Siempre he creído que las cosas que ocurren nunca pasan porque sí, sino que todo lo que se va
viviendo en diferentes trayectos, al final siempre tiene un para qué. Un sentido.
Y eso es lo que encontré cuando finalicé un trayecto poco claro, turbio y en el que no veía luz por ningún sitio: sentido. Pero no cualquier sentido sino en toda su expansión, el sentido de vivir.
El maltrato es doloroso. Es como si te golpeasen el alma una y otra vez. Como si te agujereasen tanto por dentro que sintieras el cuerpo partirse en dos. Te duelen los poros de la piel. Te duele respirar. Te duele vivir.
Te planteas una y otra vez por qué a ti, qué hiciste mal o simplemente, qué no hiciste.
Pero en todo ese trayecto, supe que de alguna manera (aunque intuía que no fácil), volvería a encontrar luz. Luz necesaria no sólo para alumbrar mi camino, sino para intentar alumbrar el de aquellas personas que, al igual que yo, saben lo que es estar al borde de caerse al abismo y no
encontrar por ningún sitio "esa linterna vital".
Cuando estuve en el suelo y me levanté, fue cuando comencé a entender que lo que había vivido, sería un regalo de alguna manera. (Aunque no pudiera comprenderlo en ese momento). Porque eso me daría la clave no sólo para mantener luz dentro de mí, sino para poder crearla siempre que como aquella vez, me vuelva a encontrar cara a cara con la oscuridad, y nos miremos a los ojos tan
directamente como si de echar un pulso se tratara.
Y así ha sido.
Cuando echo la vista atrás, pienso: "Es cierto. Ha sido un completo y total regalo porque sin ello, y sin todo lo que generó en mí, no habría sido CONSCIENTE. Nunca me habría conocido. Nunca habría sabido lo que alberga un ser humano. Nunca habría sabido lo que es la vida de verdad".

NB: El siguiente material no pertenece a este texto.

PR #430, opened 2020-02-26
fix: Error during `pytest` collection on objects that have custom `__getattr__` method and therefore pass `is_schemathesis` check

### LINKED ISSUE #429: schemathesis + mock.call break pytest collection
### The issue in a few words

Importing the `call` method from the `mock` package breaks pytest collection when schemathesis is installed, with the following error :

```
/usr/local/lib/python3.7/site-packages/_pytest/runner.py:237: in from_call
    result = func()
/usr/local/lib/python3.7/site-packages/_pytest/runner.py:257: in <lambda>
    call = CallInfo.from_call(lambda: list(collector.collect()), "collect")
/usr/local/lib/python3.7/site-packages/_pytest/python.py:431: in collect
    return super().collect()
/usr/local/lib/python3.7/site-packages/_pytest/python.py:370: in collect
    values.sort(key=lambda item: item.reportinfo()[:2])
/usr/local/lib/python3.7/site-packages/_pytest/python.py:370: in <lambda>
    values.sort(key=lambda item: item.reportinfo()[:2])
/usr/local/lib/python3.7/site-packages/_pytest/python.py:285: in reportinfo
    obj = self.obj
/usr/local/lib/python3.7/site-packages/_pytest/python.py:253: in obj
    self.own_markers.extend(get_unpacked_marks(self.obj))
/usr/local/lib/python3.7/site-packages/_pytest/mark/structures.py:249: in get_unpacked_marks
    return normalize_mark_list(mark_list)
/usr/local/lib/python3.7/site-packages/_pytest/mark/structures.py:264: in normalize_mark_list
    raise TypeError("got {!r} instead of Mark".format(mark))
E   TypeError: got pytestmark.mark instead of Mark
```

### Steps to reproduce

Clean environment (in a `python:3.7-slim-buster` docker image), python version 3.7.5.

Install the following requirements (includes `pytest`, `mock` and all the prerequisistes for schemathesis) :

[requirements.txt](https://github.com/kiwicom/schemathesis/files/4254756/requirements.txt)

Run the following test file with pytest :

```python
from mock import call

def test_schemathesis():
    assert True
```

The test should run without any issue. Then install schemathesis, and run it again. This should give the error above.

### Versions of components

The bug was reproduced using those versions of components :

OS: debian (slim python docker images)
python: 3.7.5, 3.6.10
schemathesis: v0.24.4 to v0.20.5 (there's another issue with prior versions).
mock: 4.0.0 and 2.0.0 (2.0 was released in 2016 so it's not a recent issue)
pytest: 5.3.5, 5.1.3, 4.6.9
Also tried using a previous pytest-mock version, still breaks.

Stranger6667:
Fixes #429

### DIFF
--- a/docs/changelog.rst
+++ b/docs/changelog.rst
@@ -6,6 +6,11 @@ Changelog
 `Unreleased`_
 -------------
 
+Fixed
+~~~~~
+
+- Error during ``pytest`` collection on objects that have custom ``__getattr__`` method and therefore pass ``is_schemathesis`` check. `#429`_
+
 `0.24.4`_ - 2020-02-22
 ----------------------
 
@@ -721,6 +726,7 @@ Fixed
 .. _0.3.0: https://github.com/kiwicom/schemathesis/compare/v0.2.0...v0.3.0
 .. _0.2.0: https://github.com/kiwicom/schemathesis/compare/v0.1.0...v0.2.0
 
+.. _#429: https://github.com/kiwicom/schemathesis/issues/429
 .. _#418: https://github.com/kiwicom/schemathesis/issues/418
 .. _#416: https://github.com/kiwicom/schemathesis/issues/416
 .. _#412: https://github.com/kiwicom/schemathesis/issues/412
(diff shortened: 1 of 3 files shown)


Stranger6667:
"Black" is failing for some reason, not important

PR #220, opened 2026-06-09
feat: live partial preview in the recording pill

anish808:
Update: Live partial preview is now toggle (hands-free) mode only. Hold mode keeps the waveform bars.

Show streaming STT text in the pill while dictating, including local Whisper via incremental inference. Long partials scroll to keep the newest words visible.


matteo8p:
@anish808 Going to close this out for now, not a feature we want today.

PR #230, opened 2026-06-10
Update platform default push-to-talk hotkeys

tigerisaac:
## Summary
- Set macOS default hotkey to `Fn` (Globe key)
- Set Windows default hotkey to `Control+Super` (Ctrl + Win)
- Set Linux default hotkey to `Alt+Super` (common dictation combo, avoids WM launcher binds)
- Update renderer fallbacks to use the shared `getDefaultHotkey()` helper

## Test plan
- [ ] Fresh install / cleared hotkey setting on macOS defaults to Fn
- [ ] Fresh install on Windows defaults to Control+Super
- [ ] Fresh install on Linux defaults to Alt+Super
- [ ] Settings and onboarding show the correct default before a custom hotkey is saved
- [ ] Existing users with a saved hotkey setting are unchanged


matteo8p (approved):
Love this, seriously think we needed a single source of truth function, and changes in the default. Thanks for putting that in.

Issue #232, opened 2026-06-11
Bug: Pressing Esc to cancel transcription would freeze the running hotkey for the next invocation


RezqZiyad:
Thanks for the awesome app!

After ESC is pressed to cancel a transcription, the running hotkey wouldn't respond on the next invocation and I have to double use the hotkey for it to run.

This is on Windows, running latest release.

anish808:
Good catch @RezqZiyad , noticed it on mac as well. fix is underway

matteo8p:
This should be fixed now. Please try it out and let me know if it works. Going to close out this issue for now.

PR #233, opened 2026-06-11
fix: restore hotkey after ESC cancels dictation (#232)

anish808:
After pressing Escape to cancel, the next hotkey press was ignored until a second press. Sync pill state refs immediately on cancel/hide, ignore stale hotkey-up events when the session is inactive, and reset the main process hotkey latch when the pill closes.


matteo8p (approved):
Ship itttt

Issue #138, opened 2026-06-02
Feature: Add FunASR/SenseVoice as local STT engine


LauraGPT:
Hi! Great voice-to-text dictation app — local first!

Would you consider [FunASR](https://github.com/modelscope/FunASR) or [SenseVoice](https://github.com/FunAudioLLM/SenseVoice) as a local STT engine?

## Why?

- **Ultra-fast** — SenseVoice-Small: ~70ms for 10s audio
- **Built-in punctuation** — Natural dictation output
- **Streaming** — Paraformer-streaming for real-time dictation
- **50+ languages** — Including CJK with state-of-the-art accuracy
- **Fully local** — Aligns with local-first approach
- **Apache 2.0**

## References

- FunASR: https://github.com/modelscope/FunASR (16K+ stars)
- SenseVoice: https://github.com/FunAudioLLM/SenseVoice (8K+ stars)

tigerisaac:
Depends. On Mac, we have Qwen + MLX which accomplishes everything for us already. If FunASR and SenseVoice are available as MLX models it shouldn’t be a problem to add.

matteo8p:
@LauraGPT Hey Zhifu, thanks for putting this issue out, really appreciate it. I'm not familiar with FunASR or SenseVoice but happy to take a look at them and I'm open to adding more models. 

Are you a developer? Would you be willing to contribute these models into Freestyle? Would love to have you as a part of the community.

LauraGPT:
Thanks @matteo8p! Yes, I'm from the FunASR team. Would be happy to contribute.

For MLX (@tigerisaac), SenseVoice's non-autoregressive architecture is well-suited for MLX — in fact, @lucasnewman just submitted a Fun-ASR-Nano MLX implementation at [mlx-audio #760](https://github.com/Blaizzy/mlx-audio/pull/760).

I'll take a look at Freestyle's codebase and see how to best integrate FunASR/SenseVoice. Will open a PR when ready!

matteo8p:
@LauraGPT That is really awesome. I'm happy to have you here, and I would be really grateful for any contributions. Please feel free to take a look at the codebase. I'd be happy to help in any way. I'm thinking that if these models are MLX compatible, it wouldn't be a huge lift to add them into Freestyle. 

Also, a lot of the contributors and I communicate on Discord, so we'd love to have you there too!

tigerisaac:
[...]

PR #236, opened 2026-06-11
Add SenseVoice Small as a Local MLX ASR model

LauraGPT:
## Summary

Adds SenseVoice Small as a Local MLX ASR option and makes the MLX worker more tolerant of result shapes returned by different MLX audio STT models.

Changes:
- add `sensevoice-small` to the Local MLX ASR catalog, backed by `mlx-community/SenseVoiceSmall`
- add a catalog test so the model remains registered
- make `scripts/mlx_asr_server.py` extract text from object, dict, and list result shapes
- add worker tests for dict/list text extraction

This keeps the default provider behavior unchanged; users only see an additional downloadable Local MLX model.

Refs #138.

## Verification

- `python3 scripts/test_mlx_asr_server.py` passed
- `pnpm --filter @freestyle/server test -- apps/server/tests/mlx-models.test.ts` not run locally because this server image has no `node`, `npm`, `pnpm`, or `corepack` on PATH. CI should cover this test.

### DIFF
--- a/apps/server/src/lib/mlx-asr/constants.ts
+++ b/apps/server/src/lib/mlx-asr/constants.ts
@@ -54,6 +54,17 @@ export const MLX_ASR_MODELS: MlxAsrModelDef[] = [
     quantized: true,
   },
   {
+    id: "sensevoice-small",
+    hfId: "mlx-community/SenseVoiceSmall",
+    family: "sensevoice",
+    displayName: "SenseVoice",
+    sizeBytes: 936_000_000,
+    ramRequired: "~1.5 GB",
+    speed: "Fast",
+    quality: "High",
+    quantized: false,
+  },
+  {
     id: "parakeet-tdt-0.6b-v3",
     hfId: "mlx-community/parakeet-tdt-0.6b-v3",
     family: "parakeet",
--- a/apps/server/tests/mlx-models.test.ts
+++ b/apps/server/tests/mlx-models.test.ts
@@ -1,0 +1,15 @@
+import { describe, expect, it } from "vitest";
+import { MLX_ASR_MODELS } from "../src/lib/mlx-asr/constants.js";
+
+describe("MLX ASR model catalog", () => {
+  it("includes SenseVoice Small as a local MLX transcription model", () => {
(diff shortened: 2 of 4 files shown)


tigerisaac:
A few thoughts: on initial tests for Sensevoice Small, its main value is being very fast (which is insane, it's near instant). However, the MLX port doesn't allow for word boosting or punctuation, and the RAM usage is similar to Qwen3 0.6b, and Qwen does word boosting + punctuation.
Was wondering your view on it, what is the benefit of offering Sensevoice Small? We've been trying to better scrutinize models and providers added so that we don't plague the users with a huge amount of models to choose from.
Thanks again for your contribution.

LauraGPT:
Thanks for testing it and for the thoughtful framing.

My view is that SenseVoice Small is valuable as a “fast local fallback / low-latency” option rather than a full replacement for the existing higher-feature model path. The main benefits are:

- Very low latency for short dictation and command-style transcription.
- Strong local/offline privacy story with a small model that feels responsive on Apple Silicon.
- Good multilingual / code-switching behavior for common dictation use cases.
- A useful option for users who care more about speed than word boosting or punctuation quality.

I agree the MLX port limitation matters: no word boosting and weaker/no punctuation means it should not be presented as the best general-purpose default. If you want the model list to stay curated, I’m happy to adjust this PR so SenseVoice is clearly labeled as something like “Fast local, no word boosting” and hide/disable unsupported controls for it. Another option is to keep it behind an “advanced/local models” section rather than putting it on equal footing with the more fully-featured provider.

So the benefit I’m aiming for is not “more accurate than the existing option in every setting,” but “near-instant local transcription for users who prefer speed and offline operation.” Happy to make the UX copy/placement match that positioning.

LauraGPT:
Hi! SenseVoice Small is a great fit for freestyle's MLX ASR support. Happy to help with any adjustments needed! 🙏

matteo8p (approved):
@LauraGPT Thank you so much for putting in this PR! As @tigerisaac said, we are being more scrutinized in what models we provide. Diminished returns on the more models that we have in Freestyle.

We'll be capping it to 1-2 models per model provider. I'm happy to have SenseVoice be a part of that family.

Todos los días vivimos viendo lo que tenemos, lo que hemos construido. Lo que somos. Pero un buen día, puedes ver tambalear todos los cimientos, todos los valores que te han enseñado, todo lo que consideras que debería ser y no es, todo lo que crees obvio, todo lo que ha ido forjando tu sistema
vital, todo lo que eres...
Y de golpe, en milésimas de tiempo, todo eso se derriba.
Debes volver a construir tus propias "pirámides de Egipto". Peldaño a peldaño. Paso a paso. Y te caes. Retrocedes. Temes. Sangras por el camino. Te haces daño. Te tropiezas con piedras. Sientes en tu propia piel la sensación de caer sin poderte levantar. Sientes dolor de espíritu.
Dolor del propio dolor que tienes dentro de ti.
Pero aunque sea duro, nunca pienses en dejar de construirlas. Nunca sabes lo que encontrarás al otro lado.
Tal vez lo nuevo que construyas no sea igual que lo que tenías y no tengan las mismas emociones y sensaciones del principio. La misma inocencia. Pero, ¿sabes una cosa? Que ahora tendrás algo que antes no tenías: herramientas más que suficientes para poder vivir. Tendrás recorrido. Aprendizaje. Y tal vez, algo de sabiduría. (Y digo algo, porque nunca se está saciado de aprendizajes y vueltas por las
que te puede hacer viajar la vida).
Esta nueva pirámide, me ha enseñado a ver sin mirar directamente qué es una persona. A conocer todas sus caras. Pero no sólo las malas...sino también las buenas y apreciarlas allá por donde quiera
que vaya.
Una vez que sangras a lo grande, que te deshaces y vuelves a armarte igual que un ave fénix, no es difícil compadecerte de quiénes te llevaron por aquel camino, porque en el fondo han sido grandes
Maestros. Con M mayúscula.
Y sin saberlo, aunque quisieran empequeñecerte como si en verdad fueran un reflejo sobre el que se miran, te han regalado algo muy valioso: Saber cuál es el real motivo de estar viva.